I ordered the Deep Blue Solarflare Micro LED 6700k Light. I needed a lamp anyway, so this sounds like the better deal. Can't wait till I get it in 

So to confirm, I am OK without Co2?


----------



## TonyK (Aug 29, 2012)

AGUILAR3 thanks for posting my bowl. Yes that was mine but broke it down in fall. I want to set it up again just trying to get an idea. For lighting I was running a 13w 6700k CFL. The substrate was MGOPS capped with sand.



AGUILAR3 said:


> similar 2g cookie jar
> 
> http://www.plantedtank.net/forums/showthread.php?t=191745


----------



## TonyK (Aug 29, 2012)

Pencil2Print what heater and filter are you using for the bowl. I would love to set it up for a Betta but heater is stopping me.


----------



## CrypticLifeStyle (Jan 16, 2013)

I used the same jar, and had it up for 5 months. No heater or filter. eco-complete, stem plants, and carpeting plants, ghost shrimp. Used a single 13w daylight bulb over it, and did a 50% water change every 2 days. Plants grew very well, ghost shrimp spawned. 

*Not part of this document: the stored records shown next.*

PR #1704, opened 2022-11-16
Add block number parameter to governance.chainConfigAt() API

ian0371:
## Proposed changes

This PR
- introduces `governance.chainConfigAt(num)`
- changes the semantic of `governance.chainConfig` to return the latest chainConfig
- At num=0, ReadGovernance uses DefaultEpoch because istanbul.epoch might not exist at program startup
- Remove unused methods
- closes #1615

Before:
```js
> governance.chainConfig
{
  chainId: 1001,
  deriveShaImpl: 2,
  governance: {
    governanceMode: "single",
...
}
```

After:
```js
> governance.chainConfig // returns the latest
{
  chainId: 1001,
  deriveShaImpl: 0,
  governance: {
    governanceMode: "single",
...
}

> governance.chainConfig() // latest block
{
  chainId: 1001,
  deriveShaImpl: 0,
  governance: {
    governanceMode: "single",
...
}

> governance.chainConfig(0) // specified block
{
  chainId: 1001,
  deriveShaImpl: 2,
  governance: {
    governanceMode: "single",
...
}
```

## Types of changes

Please put an x in the boxes related to your change.

- [ ] Bugfix
- [x] New feature or enhancement
- [ ] Others

## Checklist

*Put an x in the boxes that apply. You can also fill these out after creating the PR. If you're unsure about any of them, don't hesitate to ask. We're here to help! This is simply a reminder of what we are going to look for before merging your code.*

- [ ] I have read the [CONTRIBUTING GUIDELINES](https://github.com/klaytn/klaytn/blob/master/CONTRIBUTING.md) doc
- [ ] I have signed the [CLA](https://cla-assistant.io/klaytn/klaytn)
- [ ] Lint and unit tests pass locally with my changes (`$ make test`)
- [ ] I have added tests that prove my fix is effective or that my feature works
- [ ] I have added necessary documentation (if appropriate)
- [ ] Any dependent changes have been merged and published in downstream modules

## Related issues

#1615

PR #1713, opened 2022-11-21
[API] `ItemsAt` returns error on future block number

hyunsooda:
## Proposed changes

As-Is: Returns the latest gov params
To-Be: Returns an error for the future block number

Considering the programming in service or API query, a definite error can teach the invalid input. For instance, the current block number is 100 and the user input number is 10000. Definitely, the user does not have the intention to query for the latest gov params from the current block 100. 

cc. @blukat29 

## Types of changes

- [ ] Bugfix
- [ ] Others

## Checklist

## Related issues

## Further comments

### DIFF
--- a/governance/api.go
+++ b/governance/api.go
@@ -18,6 +18,7 @@ package governance
 
 import (
 	"errors"
+	"fmt"
 	"math/big"
 	"strings"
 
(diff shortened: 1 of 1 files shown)


blukat29:
@hyunsooda
`itemsAt` and `chainConfigAt` (#1704) both are able to calculate parameters at any given future block.
```diff
- As-Is: Returns the latest gov params
+ As-Is: Returns the expected gov params at given future block number
```

It is a useful feature to query parameters at future block numbers. To predict upcoming changes, to check if the votes are correctly processed, etc.

hyunsooda:
How the future governance can be predictable? Given cur blk=100, epoch=10, and input=1000, the block between 101 and 999 are unknown and future blocks that may have voting or not. It seems unpredictable.  Am I missing something?

blukat29:
> How the future governance can be predictable? Given cur blk=100, epoch=10, and input=1000, the block between 101 and 999 are unknown and future blocks that may have voting or not. It seems unpredictable. Am I missing something?

@hyunsooda You are not missing anything.
The future parameters are not final. It is a prediction based on current knowledge. The result can change by future votes.
`itemsAt` has been working like that until v1.9. `itemsAt` and `chainConfigAt` will be the same in v1.10.

But because it shows some prediction, network operators can see if the votes were successfully applied. If it only shows past and current parameters, there is no way to check if the vote has worked until the chain reaches the parameter-changing block.

I think the benefit of seeing uncertain future data outweighs the confusion of witnessing the change in future data.

hyunsooda:
The prediction seems misleading. To say a prediction, we should have confidence in the given ground knowledge (Typically requires mathematical confidence). However, the future blocks are unknown if they contain vote or not. Thus, prediction seems misleading word and may cause confusion to the developers. Returning simply an error that says "future block error" seems more reliable. Nop?

hyunsooda:
Converted as a draft for now.

blukat29:
Then let's find a way to explicitly tell API users that the `itemsAt(furtureBlock)` result is tentative data.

I kept it next to the kitchen sink, made it easy for a quick drain, and refill. Good luck~>


----------



## Pencil2Print (Nov 20, 2009)

I have a small submersable heater- 
http://www.petco.com/product/114078...4-_-Tetra Submersible Aquarium Heaters-114078

For the filter, I got a Tetra Whisper internal for nanos.. fits up to 3 gals
http://www.petco.com/product/12460/....aspx?CoreCat=MM_FishSupplies_AquariumFilters

My betta is doing better in this set-up than the old 2 gal without heater/filter. He's much more active!


----------



## AquaAurora (Jul 10, 2013)

I looked into 2 gallon glass cookie jars, Anchor seems to be the company that makes these.. I saw some reviews stating that the glass chips easily and falls into the jars, I was curious if you'd noticed this at all as you added substrate and such?
I managed to find one of these at a nearby Walmart for less than online price (before shipping) as well as Target for a bit more. I'm tempted to grab one but I'd want to stuff it full of plants which would leave little room for a betta to swim.
Do you plant to add any more plants for your betta's cookie jar home?


----------



## khai (Sep 14, 2013)

I had something similar with shrimps for a while.
Ecosystem seemed to do well, but it had a big problem-viewing angle. Because of thick curved glass you were able to admire what was inside only when it was at your eye level. From everywhere else it showed just reflection or distorted view on what was inside. That was the reason why I took everytging out and started regular aquarium.
Saying that, maybe with very good quality glass jar you can avoid my problems...


----------



## AquaAurora (Jul 10, 2013)

khai said:


> I had something similar with shrimps for a while.
> Ecosystem seemed to do well, but it had a big problem-viewing angle. Because of thick curved glass you were able to admire what was inside only when it was at your eye level. From everywhere else it showed just reflection or distorted view on what was inside. That was the reason why I took everytging out and started regular aquarium.
> Saying that, maybe with very good quality glass jar you can avoid my problems...


I've not tried keeping any fauna in non flat glass set ups yet, I wonder how various shaped bowls/vases will have different distortion/reflection effects.


----------



## AGUILAR3 (Jun 22, 2013)

No mater how nice of a jar you have, you are still going to get some of those odd distorted viewing angles. IMO, that's the whole point of using jars, bowls and vases. Few people can resist the allure of a well planted and established ecosystem in a non traditional container.

Put a planted 2.5g nano tank and a 2g planted bowl/jar/vase in front of me and I'll glance over the 2.5 square tank and admire the odd shaped bowl/jar/vase.

I have a new beautiful rimless 2.5g with curved front corners that can take the place of my 1.75 brandy vase but then I'll have just another tank...like 99.9% in this hobby.


----------



## AquaAurora (Jul 10, 2013)

AGUILAR3 said:


> No mater how nice of a jar you have, you are still going to get some of those odd distorted viewing angles. IMO, that's the whole point of using jars, bowls and vases. Few people can resist the allure of a well planted and established ecosystem in a non traditional container.
> 
> Put a planted 2.5g nano tank and a 2g planted bowl/jar/vase in front of me and I'll glance over the 2.5 square tank and admire the odd shaped bowl/jar/vase.
> 
> I have a new beautiful rimless 2.5g with curved front corners that can take the place of my 1.75 brandy vase but then I'll have just another tank...like 99.9% in this hobby.


I envy your lovely vase/bowl/jar set ups! Where do you find these containers?!


----------



## AGUILAR3 (Jun 22, 2013)

Walmart $9.99


----------



## OVT (Nov 29, 2011)

Michael's on sale.

v3


----------